The idea for this route started as a joke and neither of us ever thought we would do it. As far as we knew, nobody had ever climbed the Tallac Headwall and who better to do it than some boulderers with very limited multi-pitch experience. The joke continued and after about a month we realized that we had talked about it so much we might as well do it. I mean what’s the worst that could happen? We planned one recon trip where we were going to hike to the base of the wall to scout the line that we wanted to take, but ended up getting distracted by some steep snow climbing and not doing much recon at all. So, with very little preparation and way too much gear, early one July morning we set out from the Tallac Trailhead in hopes of putting up our first ever multi-pitch first ascent.

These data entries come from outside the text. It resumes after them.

Issue #670, opened 2026-07-17
MCP management overview page


R-Lawton:
Implement the populated MCP management overview page as shown in the Figma designs. The empty state stub is added in Kuadrant/kuadrant-console-plugin#666; this issue builds it out with data.

**Sections (top to bottom):**

1. **Page header** — `Title`: "MCP management overview"

2. **Get started banner**
   - `Alert` (info variant) with "Get started with Kuadrant:" text and external documentation link
   - Kebab menu (`Dropdown`) with "Don't show again" option

3. **Summary cards**
   - `Card` split into two sections: MCP Gateways | MCP Servers
   - MCP Gateways: Total, Healthy (green check), Unhealthy (warning triangle)
   - MCP Servers: Types count, Total, Online (green check), Offline (warning triangle)

4. **MCP gateway traffic** ⚠️ blocked on mcp-gateway observability
   - `Card` with `Select` (gateway filter: "All gateways") + `Button` (time range) + tooltip icon
   - Line chart (requests over time, multi-series per gateway with legend)
   - Stat tiles: Requests/min, Success rate, Error rate, Avg latency — each with % change from last day

5. **MCP Gateway Extensions table**
   - `Toolbar`: `Select` filter (Name) + `SearchInput` + pagination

We realized we were in over our heads even before we reached the wall. The approach was brutal, with about 2500 feet of elevation gain and 3 miles of bush-whacking, not to mention the obscenely heavy rack we carried filled with old school T-Nuts and Hexes. By the time we even made it to the wall the sun was already in full force, heating the rock to temperatures uncomfortable to climb. The first pitch gave us hope for the route with easy climbing, relatively solid rock, and good protection. This was just what we were hoping for. Neither of us had ever hauled before, so slowly but surely we figured out our systems but not before catching the haul bag too many times to count and putting a hole in one of our Camelbacks. Pitch 2 and 3 pushed us to our limit, both physically and mentally; however, we both made it through unscathed. While following pitch 4, I pulled off a toaster sized rock onto my arm and leg. Luckily I left the encounter with no serious injuries and a much better concept of my mortality. At the top of pitch 4, our spirits we heightened again as we realized we were within a pitch or two of the summit. Once done with the class 3 scramble, we knew we had it in the bag. As I topped out I gave my best cave man scream, bloody and tired as tourists from the summit looked down at me with what can only be described and bewilderment.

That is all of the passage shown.